Our posterior belief about the unknown probability of success (\(\theta\)) is represented by the following curve

d <- data.frame(x = seq(from = 0, to = 1, length = 1001))

ggplot(d) + 
  stat_function(fun = dbeta, 
                args = list(shape1 = 1+y, shape2 = 1+n-y)) + 
  labs(x = expression(theta),
       y = "Posterior belief",
       title = "Posterior belief based on 13 successes out of 19 attempts")

We can calculate probabilities based on this curve by finding the area under the curve.

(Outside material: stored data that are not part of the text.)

PR #148, opened 2019-09-26
Attempt to add PyNWB test to CircleCI

### LINKED ISSUE #147: Add PyNWB tests to CI
Changes in HDMF may break PyNWB. It would help the developers to setup CI such that PyNWB tests are run automatically on each PR for HDMF. These tests could just be run on Linux with Python 3.7. These tests will not always succeed since changes here may be needed before corresponding changes in PyNWB can be merged into the dev branch.

rly:
Fix #147

### DIFF
--- a/.circleci/config.yml
+++ b/.circleci/config.yml
@@ -275,7 +275,7 @@ jobs:
             pip check
             python setup.py develop
             cd ..
-            pip uninstall -y hdmf==1.2.0
+            pip uninstall -y hdmf
             python setup.py develop
             pip show hdmf
           # Install is expected to be quick. Increase timeout in case there are some network issues.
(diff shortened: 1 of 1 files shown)


.circleci/config.yml
```diff
@@ -256,6 +256,38 @@ jobs:
...
+          command: |
+            . ../venv/bin/activate
+            git clone https://github.com/NeurodataWithoutBorders/pynwb.git
+            cd pynwb
+            pip install -U -rrequirements-dev.txt -rrequirements.txt
+            pip check
+            python setup.py develop
+            cd ..
+            pip uninstall hdmf==1.2.0
+            python setup.py develop
```
oruebel, line 281: ``pip uninstall hdmf==1.2.0`` uninstalling the pinned version is dangerous in that it means you will need to update the test any time PyNWB changes the version of HDMF it is using

rly: Good point.

oruebel (approved):

ajtritt (approved):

For example, to find the probability that \(\theta\) is less than 0.6 we use

pbeta(0.6, shape1 = 1+y, shape2 = 1+n-y)

## [1] 0.2500107

which corresponds to the area

d <- data.frame(x = seq(from = 0, to = 1, length = 1001))

ggplot(d) + 
  stat_function(fun = dbeta, xlim = c(0,0.6), geom = "area", fill = "red",
                args = list(shape1 = 1+y, shape2 = 1+n-y)) + 
  stat_function(fun = dbeta, 
                args = list(shape1 = 1+y, shape2 = 1+n-y)) +
  labs(x = expression(theta),
       y = "Posterior belief",
       title = "Belief that the probability of success is less than 0.6")

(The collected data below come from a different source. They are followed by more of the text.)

PR #150, opened 2019-09-26
Bug/bwd comp

ajtritt:
Fix something that broke PyNWB.

### DIFF
--- a/src/hdmf/spec/namespace.py
+++ b/src/hdmf/spec/namespace.py
@@ -272,9 +272,6 @@ class NamespaceCatalog(object):
             {'name': 'namespace', 'type': SpecNamespace, 'doc': 'the SpecNamespace object'})
     def add_namespace(self, **kwargs):
         """Add a namespace to this catalog"""
-        msg = ("NamespaceCatalog.add_namespace has been deprecated. "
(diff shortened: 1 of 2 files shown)


src/hdmf/spec/namespace.py
```diff
@@ -272,9 +272,6 @@ def spec_namespace_cls(self):
             {'name': 'namespace', 'type': SpecNamespace, 'doc': 'the SpecNamespace object'})
     def add_namespace(self, **kwargs):
         """Add a namespace to this catalog"""
-        msg = ("NamespaceCatalog.add_namespace has been deprecated. "
-               "SpecNamespaces should be added with load_namespaces.")
-        warn(msg, DeprecationWarning)
```
rly, line 277: Why un-deprecate this function?
Why was it deprecated in the first place?

ajtritt: I deprecated it because I thought you should only be able to add namespaces to a catalog using the load_namespaces functionality. That was more of a hunch than anything real. Eventually, I realized the utility in the add_namespaces functionality, so I'm undeprecating it.

rly (approved):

To calculate the probability of being above 0.6 use

1-pbeta(0.6, shape1 = 1+y, shape2 = 1+n-y)

## [1] 0.7499893

A 95% credible interval is calculated using

a <- 0.05
qbeta(c(a/2, 1-a/2), shape1 = 1+y, shape2 = 1+n-y)

## [1] 0.4572108 0.8460908

Multiple groups

Binomial data for multiple groups is written \(Y_g \sim Bin(n_g,\theta_g)\) for \(i=1,\ldots,G\) where \(G\) is the number of groups. For group \(g\), we have

\(y_g\) successes out of \(n_g\) attempts,
common within-group probability of success \(\theta_g\),
and every attempt is independent.

If our sample is based on a random sample from our population, then we can make inferences about that entire population.

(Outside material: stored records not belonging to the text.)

PR #157, opened 2019-09-29
Throw specific exception when no data type specified for root group

rly:
This is helpful to address https://github.com/NeurodataWithoutBorders/pynwb/issues/1077 where an incompatible file is read.

### DIFF
--- a/src/hdmf/backends/hdf5/h5tools.py
+++ b/src/hdmf/backends/hdf5/h5tools.py
@@ -285,6 +285,7 @@ class HDF5IO(HDMFIO):
                 writer = H5SpecWriter(ns_group)
                 ns_builder.export('namespace', writer=writer)
 
+    @docval(returns='the Container object that was read in', rtype=Container)
     def read(self, **kwargs):
         if self.__mode == 'w' or self.__mode == 'w-' or self.__mode == 'x':
             raise UnsupportedOperation("Cannot read from file %s in mode '%s'. Please use mode 'r', 'r+', or 'a'."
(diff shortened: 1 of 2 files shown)


t-b:
@rly How about detecting NWBv1 files as well and give the user a good error message. If written and found something at https://github.com/AllenInstitute/ipfx/blob/664f9f3578fe9a34f27c80b742b2af91459521c7/ipfx/nwb_reader.py#L606.

rly:
@t-b thanks for the code snippet. I had started to write something similar in pynwb which relies on catching the above exception, but maybe the NWB version should be checked before triggering the whole builder parsing logic. I'll put up a PR in pynwb soon for feedback.

oruebel (approved):

src/hdmf/backends/hdf5/h5tools.py
```diff
@@ -1043,3 +1049,7 @@ def __rec_get_ref(self, l):
             else:
                 ret.append(elem)
         return ret
+
+
+class MissingRootException(ValueError):
```
ajtritt, line 1054: I don't think this should ever happen. Root always exists by definition.

ajtritt (changes requested):
I'm not sure what the best solution is, but this seems like it could be a bandage on a larger problem. `root` could not have a `data_type` if you just added some objects (with `data_type`) to the root group, which seems like a perfectly okay thing to do.

rly:
Rethinking this, I agree with @ajtritt that this is not the best approach to the problem.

Suppose we observe 13 success out of 19 attempts in group 1 and 23 success out of 25 attempts in group 2. We may code this up as

d <- tribble(
  ~group, ~successes, ~attempts,
       1,         13,        19,
       2,         23,        25
)

We can determine point estimates using

d %>% mutate(point_estimate = successes/attempts)

## # A tibble: 2 × 4
##   group successes attempts point_estimate
##   <dbl>     <dbl>    <dbl>          <dbl>
## 1     1        13       19          0.684
## 2     2        23       25          0.92

We can plot our posterior beliefs using the following code

# Function to create the posterior
create_posterior <- function(d) {
  y <- d$successes
  n <- d$attempts
  
  data.frame(theta = seq(0, 1, length=1001)) %>%
    mutate(posterior = dbeta(theta, shape1 = 1+y, shape2 = 1+n-y))
}

# Construct the curves
curves <- d %>%
  group_by(group) %>%
  do(create_posterior(.)) %>%
  mutate(group = factor(group)) # so that we can use it as a linetype

# Plot curves
ggplot(curves, aes(x = theta, y = posterior, color = group, linetype = group)) +
  geom_line() + 
  labs(x = expression(theta),
       y = "Posterior belief",
       title = "Posterior beliefs for two groups.") + 
  theme_bw()

If we want to calculate beliefs that one groups probability of success is larger than the other, we use a Monte Carlo approach. This approach first simulates values for \(\theta_1\) and \(\theta_2\).

n_reps <- 100000
theta1 <- rbeta(n_reps, shape1 = 1+d$successes[1], shape2 = 1+d$attempts[1]-d$successes[1])
theta2 <- rbeta(n_reps, shape1 = 1+d$successes[2], shape2 = 1+d$attempts[2]-d$successes[2])

Then we calculate the proportion of times that theta1 is larger than theta2 which is calculated in R using the mean function.

mean(theta1 > theta2)

## [1] 0.02642

We can also use these samples to obtain a 95% credible interval for the difference between the two probabilities of success.

a <- 1-0.95
quantile(theta1 - theta2, probs = c(a/2, 1-a/2))

##        2.5%       97.5% 
## -0.45324608  0.00264165

For additional groups a similar process can be followed.